By Dr. Ed Klotz, Senior Mathematical Optimization Specialist, Gurobi Optimization

I live in Lake Tahoe, where forest fires pose a significant threat. Wildfires, while being a natural process in many natural ecosystems, can pose significant economic and social impacts in forested regions. While my house has never been in danger, major fires 50-100 miles or farther away have often resulted in poor air quality of hazardous levels or worse.

In the summer of 2022, my town was not significantly affected, but the summers of 2020 and 2021 were quite problematic. Many people in other locations in the Sierra Nevada have had to evacuate from their houses for extended periods of time, and local economies that depend on tourism were adversely affected long after the fires subsided.

Land management agencies invest significant resources into the prevention and suppression of fires in forest landscapes and yet the economic costs associated with wildfires continue to increase.

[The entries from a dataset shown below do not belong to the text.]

PR #364, opened 2021-01-04
Fix showing margin on display edges when switching apps

basdelfos:
When cycling through applications and reaching the begin or the end, didn't display the horizontal margin.

Before:
image

After:
image

### DIFF
--- a/tiling.js
+++ b/tiling.js
@@ -2519,10 +2519,10 @@ function ensuredX(meta_window, space) {
         x = 0;
     } else if (index == 0 && x <= min) {
         // Always align the first window to the display's left edge
-        x = min;
+        x = min + prefs.horizontal_margin;
     } else if (index == space.length-1 && x + frame.width >= max) {
         // Always align the first window to the display's right edge
-        x = max - frame.width;
+        x = max - frame.width - prefs.horizontal_margin;
     } else if (frame.width > workArea.width*0.9 - 2*(prefs.horizontal_margin + prefs.window_gap)) {
         // Consider the window to be wide and center it
         x = min + Math.round((workArea.width - frame.width)/2);
--- a/tiling.js
+++ b/tiling.js
@@ -2515,7 +2515,7 @@ function ensuredX(meta_window, space) {
     let workArea = space.workArea();
     let min = workArea.x;
     let max = min + workArea.width;
-    if (meta_window.fullscreen) {
+    if (meta_window.fullscreen || meta_window.maximized_horizontally) {
         x = 0;
     } else if (index == 0 && x <= min) {
         // Always align the first window to the display's left edge
@@ -2526,7 +2526,6 @@ function ensuredX(meta_window, space) {
     } else if (frame.width > workArea.width*0.9 - 2*(prefs.horizontal_margin + prefs.window_gap)) {
         // Consider the window to be wide and center it
         x = min + Math.round((workArea.width - frame.width)/2);
-
     } else if (x + frame.width > max) {
         // Align to the right prefs.horizontal_margin
         x = max - prefs.horizontal_margin - frame.width;


hedning:
Thanks for taking the time to contribute, unfortunately this is intended behavior. The main points are these:
- The lack of a gap lets the user know they're at the start/end of the space
- It makes it easier to scroll in the first window as you've then got access to an edge

While I'm aware some people would much rather prefer your solution, I'd really like a solution that makes it possible to use the left/right margin to control this. Hope that makes sense :)

jtaala:
Hey @hedning - I know this has been here a while, but happy to address this.

Yes, this seems to be a user preference thing.  I certainly understand and agree with the intended behaviour (and I do appreciate the extra visual information it provides)  

What about having the left/right edge margin user settable?  We already have the horizontal/top/bottom margins settable in the extension settings ui.   We could call it something like "Left tiling edge margin" and "Right tiling edge margin" and have the default 0 (current behaviour).  Or simplify it to just one input "Tiling edge margin".

That way user can set their preferred behaviour.  I admit, I think I would prefer having it > 0 (so I could see my pretty borders...) but not quite as much as normal (so I can still detect when I'm at the edge of my tiled windows).

I'm happy to implement this in the settings ui.  @smichel17 and others - any thoughts/comments?

smichel17:
This was also one of the first things that seemed broken to me when I started using PaperWM. I didn't realize exactly what the trigger conditions were for not showing the margin, so it seemed like sometimes it just didn't work. It's especially jarring for full-width windows, since I understood `<Meta-f>` as "fullscreen (ish)". Even today I almost always use `<Meta-c>` immediately after to center fullscreen windows.

**I think that we don't need to hide the border to communicate "This is the last window" to the user.**

Specifically, when I move my mouse to the very edge of the screen, when there is another window offscreen, a preview is shown. When I click, the preview disappears. I would suggest that instead, the preview should show the next window offscreen. That way you'll know it's the last window when no more preview appears.

Lythenas:
> Specifically, when I move my mouse to the very edge of the screen, when there is another window offscreen, a preview is shown. When I click, the preview disappears. I would suggest that instead, the preview should show the next window offscreen. That way you'll know it's the last window when no more preview appears.

This is already the way it is (at least for me). If there is a window offscreen in that direction a preview is shown. If there is no window in that direction nothing is shown.

But I agree, I think this should be the default behavior, because it feels like a but that sometimes there is a border and sometimes there isn't. Maybe other users would disagree but I feel like I also don't need a setting for this and can just change the behavior.

But also an indicator that there are no more windows in that direction might be nice (but I think not that important). I would imagine more like a flashing screen border or a wiggle when trying to navigate an there are no more windows.

smichel17:
@Lythenas The preview of the next window stays visible after you click?

I think a screen recording might be worth a thousand words here. At 3 seconds in, I click, and the preview disappears. The next window's preview reappears shortly after, when I move my mouse away and back. I'm saying I shouldn't need to move my mouse to get it to show up.

https://user-images.githubusercontent.com/6563664/215345762-aa98bd85-f5d0-45e8-b576-cf2981c0957a.mp4

Lythenas:
Ah that's true. I never noticed it because I rarely navigate with the mouse.

But also that seems like a separate thing/bug from the display edge margin. Maybe create a separate issue for this, if one does not already exist.

smichel17:
Thanks for the suggestion, I opened https://github.com/paperwm/PaperWM/issues/470 and https://github.com/paperwm/PaperWM/issues/471. I think if they were implemented, this could be merged as-is.
Or we could merge first, fix later :smiling_imp:

tiling.js
```diff
@@ -2515,18 +2515,17 @@ function ensuredX(meta_window, space) {
...
+    if (meta_window.fullscreen || meta_window.maximized_horizontally) {
         x = 0;
     } else if (index == 0 && x <= min) {
         // Always align the first window to the display's left edge
-        x = min;
+        x = min + prefs.horizontal_margin;
     } else if (index == space.length-1 && x + frame.width >= max) {
         // Always align the first window to the display's right edge
-        x = max - frame.width;
+        x = max - frame.width - prefs.horizontal_margin;
```
smichel17, line 2525: Does it work to remove these special cases and let the code below handle it?

jtaala:
Hey all, I appreciate the viewpoints we're getting on this.

I've provided #467 which hopes to address this (@Lythenas check it out and let us know).  The reason I provided a simple user-defined option (in the settings UI) to change this is that there are valid opinions for/against this approach - and it seems quite up to user preference.

For example, @hedning described the original intent/reasons for the design and I understand that.  Others seem to prefer it being set the same as horizontal margin etc.  I actually prefer it at 5px - since I can see my nice border (refer to the video in #467), but still also visually see in a static way (without needing a popup/preview etc.) if I'm against the tiling edge.

Hence, given the divide, why wouldn't we provide a simple toggle like #467 provides? - that way, it's up to the user what they prefer.

Anyways, if I had an issue with just relying on the window left/right preview as a substitute is that it's only shown when switching windows... similar to only seeing where you are during switching with the minimap.  I like being able to get visual feedback at all times whether I'm up against a tiling edge without needing to switch or to just remember that.

jtaala:
P.S. if we do keep #467, we could change the default to 10px (which is the default for the horizontal-margin etc.) for new users (or if we think the majority of users prefer it) - without losing our heritage! (i.e. other preferences, like @hedning, myself, and likely others).

jtaala:
> Thanks for the suggestion, I opened #470 and #471. I think if they were implemented, this could be merged as-is. Or we could merge first, fix later smiling_imp

Please see #473 and #476, which fix/completes these issues!

jtaala:
Hey all, I've created PR #488 to replace this (mainly because @basdelfos's original fork/branch is no longer available).

#488 simply removes the `if` cases that cause no margin to be shown - additionally simplifying that area of code (thanks @smichel17!).

Planning on closing this PR in favour of #488.

Cheers!

tiling.js
jtaala: Why yes, yes it does!  See #488 - thanks @smichel17.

On the positive side, I have seen the impressive work of the firefighters, driving by numerous locations where houses and structures were saved despite scorched trees all around them.

Given this background, I was pleased to learn at the INFORMS 2022 General Meeting of uses of mathematical optimization to help develop preventive strategies to reduce wildfire hazard in forest landscapes.  At the conference, I had a conversation with Dr. Denys Yemshanov of Natural Resources Canada, Canadian Forest Service, Great Lakes Forestry Centre. Specifically, his team considers a landscape management problem to find the best way to partition the forest landscape to minimize the chances of wildfires spreading through a particular landscape.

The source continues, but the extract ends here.